In general, this is a complicated question with a bunch of nuance, but here is a TLDR version of an answer.
There are three types of Deep Learning problems:
- Problems which require user code/control flow to solve
- Problems where efficient vectorized solutions are well known,
- Problems where efficient vectorized solutions exist,
The first is where Julia shines. If you wanted to run something like Alphazero, python wouldn’t be a great language for it since generating the training data (the bottleneck) would be an order of magnitude slower. This also applies to lots of research in areas like neural PDEs, and some other areas.

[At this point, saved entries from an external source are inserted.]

PR #3036, opened 2022-07-10
Enhance transformation configuration

J-N-K:
This is needed to give the users the best experience when editing transformations in UI.

### DIFF
--- a/bundles/org.openhab.core.io.rest.transform/src/main/java/org/openhab/core/io/rest/transform/TransformationConfigurationDTO.java
+++ b/bundles/org.openhab.core.io.rest.transform/src/main/java/org/openhab/core/io/rest/transform/TransformationConfigurationDTO.java
@@ -26,6 +26,7 @@ public class TransformationConfigurationDTO {
     public String uid;
     public String label;
     public String type;
+    public String context;
     public @Nullable String language;
     public String content;
     public boolean editable = false;
@@ -34,6 +35,7 @@ public class TransformationConfigurationDTO {
         this.uid = transformationConfiguration.getUID();
         this.label = transformationConfiguration.getLabel();
         this.type = transformationConfiguration.getType();
+        this.context = transformationConfiguration.getContext();
         this.content = transformationConfiguration.getContent();
         this.language = transformationConfiguration.getLanguage();
     }
--- a/bundles/org.openhab.core.io.rest.transform/src/main/java/org/openhab/core/io/rest/transform/TransformationConfigurationDTO.java
+++ b/bundles/org.openhab.core.io.rest.transform/src/main/java/org/openhab/core/io/rest/transform/TransformationConfigurationDTO.java
@@ -16,10 +16,10 @@ import java.util.Map;
 
 import org.eclipse.jdt.annotation.NonNullByDefault;
 import org.eclipse.jdt.annotation.Nullable;
-import org.openhab.core.transform.TransformationConfiguration;
+import org.openhab.core.transform.Transformation;
 
 /**
- * The {@link TransformationConfigurationDTO} wraps a {@link TransformationConfiguration}
+ * The {@link TransformationConfigurationDTO} wraps a {@link Transformation}
  *
  * @author Jan N. Klug - Initial contribution
  */
@@ -32,11 +32,11 @@ public class TransformationConfigurationDTO {
     public Map<String, String> configuration;
     public boolean editable = false;
 
-    public TransformationConfigurationDTO(TransformationConfiguration transformationConfiguration) {
-        this.uid = transformationConfiguration.getUID();
-        this.label = transformationConfiguration.getLabel();
-        this.type = transformationConfiguration.getType();
-        this.language = transformationConfiguration.getLanguage();
-        this.configuration = transformationConfiguration.getConfiguration();
+    public TransformationConfigurationDTO(Transformation transformation) {
+        this.uid = transformation.getUID();
+        this.label = transformation.getLabel();
+        this.type = transformation.getType();
+        this.language = transformation.getLanguage();
+        this.configuration = transformation.getConfiguration();
     }
 }
--- a/bundles/org.openhab.core.io.rest.transform/src/main/java/org/openhab/core/io/rest/transform/TransformationConfigurationDTO.java
+++ b/bundles/org.openhab.core.io.rest.transform/src/main/java/org/openhab/core/io/rest/transform/TransformationConfigurationDTO.java
@@ -12,6 +12,8 @@
  */
 package org.openhab.core.io.rest.transform;
 
+import java.util.Map;
+
 import org.eclipse.jdt.annotation.NonNullByDefault;
 import org.eclipse.jdt.annotation.Nullable;
 import org.openhab.core.transform.TransformationConfiguration;
@@ -26,17 +28,15 @@ public class TransformationConfigurationDTO {
     public String uid;
     public String label;
     public String type;
-    public String context;
     public @Nullable String language;
-    public String content;
+    public Map<String, String> configuration;
     public boolean editable = false;
 
     public TransformationConfigurationDTO(TransformationConfiguration transformationConfiguration) {
         this.uid = transformationConfiguration.getUID();
         this.label = transformationConfiguration.getLabel();
         this.type = transformationConfiguration.getType();
-        this.context = transformationConfiguration.getContext();
-        this.content = transformationConfiguration.getContent();
         this.language = transformationConfiguration.getLanguage();
+        this.configuration = transformationConfiguration.getConfiguration();
     }
 }
--- a/bundles/org.openhab.core.transform/src/main/java/org/openhab/core/transform/Transformation.java
+++ b/bundles/org.openhab.core.transform/src/main/java/org/openhab/core/transform/Transformation.java
@@ -20,12 +20,12 @@ import org.eclipse.jdt.annotation.Nullable;
 import org.openhab.core.common.registry.Identifiable;
 
 /**
- * The {@link TransformationConfiguration} encapsulates a transformation configuration
+ * The {@link Transformation} encapsulates a transformation configuration
  *
  * @author Jan N. Klug - Initial contribution
  */
 @NonNullByDefault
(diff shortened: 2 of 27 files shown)


bundles/org.openhab.core.transform/src/main/java/org/openhab/core/transform/TransformationConfiguration.java
```diff
@@ -28,21 +28,24 @@ public class TransformationConfiguration implements Identifiable<String> {
...
     private final String type;
+    private final @Nullable String context; // for backward deserialization compatibility
     private final @Nullable String language;
     private final String content;
 
     /**
      * @param uid the configuration UID. The format is config:&lt;type&gt;:&lt;name&gt;[:&lt;locale&gt;]. For backward
      *            compatibility also filenames are allowed.
      * @param type the type of the configuration (file extension for file-based providers)
+     * @param context context (e.g. script type or blockly blocks) of the configuration as JSON string
```
kaikreuzer, line 39: I'm not a big fan of expecting JSON format in Java String parameters. It especially is totally unclear what kind of values are expected to be passed here and how they are potentially used. Why isn't the transformation type not enough? It is supposed to describe the transfomation and with it the expected configuration of it.

bundles/org.openhab.core.transform/src/test/java/org/openhab/core/transform/internal/TransformationConfigurationRegistryImplTest.java
```diff
@@ -47,22 +47,22 @@ public class TransformationConfigurationRegistryImplTest {
     private static final String MANAGED_WITH_DE_LANGUAGE_UID = "config:" + SERVICE + ":managed:de";
 
     private static final TransformationConfiguration MANAGED_WITHOUT_LANGUAGE = new TransformationConfiguration(
-            MANAGED_WITHOUT_LANGUAGE_UID, "", SERVICE, null, MANAGED_WITHOUT_LANGUAGE_UID);
+            MANAGED_WITHOUT_LANGUAGE_UID, "", SERVICE, SERVICE, null, MANAGED_WITHOUT_LANGUAGE_UID);
```
kaikreuzer, line 50: This shows what I mention above: As an API user, one does not expect to pass JSON and instead passes some other stuff, like duplicated and thus useless information like here.

kaikreuzer (changes requested):

bundles/org.openhab.core.transform/src/test/java/org/openhab/core/transform/internal/TransformationConfigurationRegistryImplTest.java
J-N-K: That's just a leftover from my first attempt (a "subType" which contained either additional information or the duplicated information). But this turned out not to be sufficient for blocky.

bundles/org.openhab.core.transform/src/main/java/org/openhab/core/transform/TransformationConfiguration.java
J-N-K: There are two reasons: 

- For good UI integration we need to give a hint to the UI which editor to use. For "map" or "scale" we can also integrate that into the UI but e.g. the "script" transformation needs different editors for blocky, JS or Python and there is no way to auto-detect the correct scripting language. 
- For blocky "scripts" we need to store additional data (the blockly "code") to edit them later. 

If you have a good idea how to store arbitrary data other than an encoded JSON, I'm happy to implement that.

J-N-K:
Please have a look at the images in the linked PR in webui to see what I want to achieve. I don't know why they vanished the first time.

bundles/org.openhab.core.transform/src/main/java/org/openhab/core/transform/TransformationRegistry.java
```diff
@@ -21,16 +21,16 @@
...
 
 /**
- * The {@link TransformationConfigurationRegistry} is the interface for the transformation configuration registry
+ * The {@link TransformationRegistry} is the interface for the transformation registry
  *
  * @author Jan N. Klug - Initial contribution
  */
 @NonNullByDefault
-public interface TransformationConfigurationRegistry extends Registry<TransformationConfiguration, String> {
+public interface TransformationRegistry extends Registry<TransformationConfiguration, String> {
```
kaikreuzer, line 29: The `TransformationRegistry` should (by the definition of its name) be a registry for `Transformations`, not `TransformationConfigurations`. Does anything speak against refactoring `TransformationConfiguration` to `Transformation`? I know that we have already the action with that name, but as this is in a different (and internal) package, this should hopefully not block us.

kaikreuzer (changes requested):

bundles/org.openhab.core.transform/src/main/java/org/openhab/core/transform/TransformationRegistry.java
J-N-K: I agree. My idea was to keep it backward compatible, but with renaming the `TransformationConfigurationRegistry` to `TransformationRegistry` we need to adapt the transformation add-ons that use it in openhab-addons anyway, so I'll change it.

bundles/org.openhab.core.io.rest.transform/src/main/java/org/openhab/core/io/rest/transform/TransformationConfigurationDTO.java
```diff
@@ -27,14 +29,14 @@ public class TransformationConfigurationDTO {
...
+    public Map<String, String> configuration;
     public boolean editable = false;
 
-    public TransformationConfigurationDTO(TransformationConfiguration transformationConfiguration) {
-        this.uid = transformationConfiguration.getUID();
-        this.label = transformationConfiguration.getLabel();
-        this.type = transformationConfiguration.getType();
-        this.content = transformationConfiguration.getContent();
-        this.language = transformationConfiguration.getLanguage();
+    public TransformationConfigurationDTO(Transformation transformation) {
```
kaikreuzer, line 35: Seems you have missed to also refactor the name of the DTO. 😄

bundles/org.openhab.core.transform/src/main/java/org/openhab/core/transform/Transformation.java
```diff
@@ -12,39 +12,43 @@
...
  */
 @NonNullByDefault
-public class TransformationConfiguration implements Identifiable<String> {
+public class Transformation implements Identifiable<String> {
+    public static final String FUNCTION = "function";
+
     private final String uid;
     private final String label;
     private final String type;
     private final @Nullable String language;
```
kaikreuzer, line 34: I would claim that we do not need a `language` property anymore - all language specific stuff is within the `configuration` and those are localizable by default already. The `Transformation` instance itself should not be dependent on a single language.

kaikreuzer (changes requested):

bundles/org.openhab.core.io.rest.transform/src/main/java/org/openhab/core/io/rest/transform/TransformationConfigurationDTO.java
J-N-K: Done. The question is if I should also move the resource to `/transformations` instead of `/transformations/configurations`.

bundles/org.openhab.core.transform/src/main/java/org/openhab/core/transform/Transformation.java
J-N-K: Well, it has always been this way for text-based transformations. I'm not sure we'll break something if the leave it out.

kaikreuzer: Could you please elaborate on this? I'm not sure I understand where we have a language dependency in text-based transformations.

bundles/org.openhab.core.io.rest.transform/src/main/java/org/openhab/core/io/rest/transform/TransformationConfigurationDTO.java
kaikreuzer: I would say so, yes. Then it is in line with other resources.

bundles/org.openhab.core.transform/src/main/java/org/openhab/core/transform/Transformation.java
J-N-K: This has always been the case: https://github.com/openhab/openhab-core/blob/main/bundles/org.openhab.core.transform/src/main/java/org/openhab/core/transform/AbstractFileTransformationService.java. It's implemented by two characters separated with a `_` before the file extension.

kaikreuzer: Interesting, I've never heard about this feature and it does not turn up in any documentation either.
But looking at it, I think it is something different than saying a `Transformation` is language specific. Instead, it brings multi-language support to a single `Transformation` - in your example, the transformation is a MAP with the parameter `switch` and the logic then fetches the right content based on the currently set locale. I.e. all files (`switch.map`, `switch_de.map` and `switch_fr.map`) belong to the very same `Transformation`.

J-N-K: I‘m not sure how long this feature has been there, looking at the commit history at least since 2.5 and I doubt that many people use it. And BTW I don‘t think it‘s working as intended.

I would think that the use-case would be to use it in the UI to display the switch status in different languages (would be very useful for installations with international guests). But then it should select the language based on the browser locale, but this is not the case, it‘s the openHAB system‘s locale that is used.

I agree that it is more „one transformation, different languages“, but it seems to be very difficult to find a way to have different languages in one transformation when configured from UI. We would need to add different functions for each language, that makes the UI very complex.

I think the way it is now is a better compromise between „good modeling“, „backward compatibility“ and „usability from UI“.

kaikreuzer (approved):
Thank you, I think this looks pretty clean now!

For the second case, you will likely not see much difference. In these cases, both Julia and keras will be using libraries like cublas which are doing precisely the optimal actions, and everything will be roughly a wash.
The third case is interesting and complicated. A performant method may exist in a python framework. If it doesn’t, it will likely be easier to implement one in Julia. If it does, however, it is possible that Julia will not be as fast due to the fact that ML in Julia is much newer and as such, not always as mature.
Overall, the places where Julia is slower than python are generally treated roughly as seriously as bugs, and are always fixable (although sometimes fixes take a while; fixable doesn’t always mean easy). Over time, I would expect the number of cases where Julia is slower than Python to drop, and the cases where it is faster to rise. This is because Julia at it’s core is fast, so ML in julia doesn’t work around the language, but embrace it.
To add to the previous answer, performance also depends on exact library, exact model and even stage (training / inference). Here are some of my recent benchmarks - note how different frameworks perform better in different settings.
Thanks you for your link, actually it is very interesting your Deep Learning and a good benchmark, and it is better clearly in CPU.
To response to @Eldho.Ashna, in my tests using Images (so CNN networks) at the moment Keras and PyTorch are lightly more competitive against Flux in GPU, but the different is not too much even with PyTorch, that I think is the fastest. Actually I prefer simplicity of Flux API (and then PyTorch). Keras has a good documentation also but the API of PyTorch it seems better (more Pythonic).
I recommend to try it, and see for yourself.